• **Input for this task**:
PR #9, opened 2017-10-13
Add handler to upload multipart form data

cjauvin:
This PR implements what has been proposed and discussed in https://github.com/chartmuseum/chartmuseum/issues/7, namely, a new handler allowing `multipart/form-data` uploads on the `api/charts` route:

```bash
curl -F "chart=@mychart-0.1.0.tgz" http://localhost:8080/api/charts
curl -F "prov=@mychart-0.1.0.tgz.prov" http://localhost:8080/api/charts
curl -F "chart=@mychart-0.1.0.tgz" -F "prov=@mychart-0.1.0.tgz.prov" http://localhost:8080/api/charts
```

The added complexity is mainly due to the fact that the new route should be able to handle both chart and provenance files (at once, or separately), and provide atomicity: if a chart and a provenance file are provided for instance, the chart should not be stored if the provenance file is somehow faulty, and vice versa: both should succeed or fail, together. Also note that although it is not strictly necessary (because the filenames can be obtained from the form data), I have reused the functions `repo.ChartPackageFilenameFromContent` and `repo.ProvenanceFilenameFromContent` as a validation mechanism. 

I'd like to thank my colleague @davidovich for the help and support!

### DIFF
--- a/README.md
+++ b/README.md
@@ -20,7 +20,7 @@ Powered by some great Go technology:
 - [zap](https://github.com/uber-go/zap) - for logging
 
 ## Things that have been said in Helm land
->"Finally!!" 
+>"Finally!!"
 
 >"ChartMuseum is awesome"
 
@@ -69,6 +69,12 @@ curl --data-binary "@mychart-0.1.0.tgz" http://localhost:8080/api/charts
 If you've signed your package and generated a [provenance file](https://github.com/kubernetes/helm/blob/master/docs/provenance.md), upload it with:
 ```bash
 curl --data-binary "@mychart-0.1.0.tgz.prov" http://localhost:8080/api/prov
+```
+
+Both files can also be uploaded at once (or one at a time) on the `api/charts` route using the `multipart/form-data` format:
+
+```bash
+curl -F "chart=@mychart-0.1.0.tgz" -F "prov=@mychart-0.1.0.tgz.prov" http://localhost:8080/api/charts
 ```
 
 ## Installing Charts into Kubernetes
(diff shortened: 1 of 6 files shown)


jdolitsky:
@cjauvin this is great, thanks so much 👍 

My one nitpick, can we remove the CLI options for this? and just hardcode "chart" and "prov" as the form field names? Seems like the type of thing that should not be configurable

davidovich:
LGTM

@jdolitsky I understand that the form field names config option is a bit obscure, but with it, we are able to use chartmuseum as a perfect drop-in (albeit with a small proxy in for api mismatches) from our previous implementation. For uploading, we had a call in this form (which is, as a chart upload api, all over the place (in ci-cd, in user scripts and within automation tools)):

```
curl --fail -F "chartfile=@mychart-0.1.0.tgz" http://chartserver
```
Note the **chartfile** field.

Because this is a user facing ui, we thought that allowing configurable field names would lessen the integration burden for a similar implementations as ours. Also, as this is a very simple curl call, an implementer could want to vary the field name to convey more information from the call.

Alternatively, could we just introduce a silent environment variable for this use case (and drop it from the official CLI options)?

jdolitsky:
@davidovich thanks for the detailed explanation. Looks like this may help others as well. Merged!

jdolitsky:
@cjauvin This seems to have broken the acceptance tests:
```
Uploading test chart package "mychart-0.1.0.tgz"
POST http://localhost:8080/api/charts
HTTP STATUS: 500
HTTP CONTENT: {"error":"cannot process Content-Type: "}
Expected HTTP status code to be 201 but was 500.
--



```

jdolitsky:
I think this should fix
https://github.com/chartmuseum/chartmuseum/commit/86f09fc6a1af568697a7fc28932c369d0f2129a3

• **Requirement**: You are asked to reproduce word for word the line containing "This seems to" and every subsequent line through the end of the entries.

• **Solution below**:
@cjauvin This seems to have broken the acceptance tests:
```
Uploading test chart package "mychart-0.1.0.tgz"
POST http://localhost:8080/api/charts
HTTP STATUS: 500
HTTP CONTENT: {"error":"cannot process Content-Type: "}
Expected HTTP status code to be 201 but was 500.
--



```

jdolitsky:
I think this should fix
https://github.com/chartmuseum/chartmuseum/commit/86f09fc6a1af568697a7fc28932c369d0f2129a3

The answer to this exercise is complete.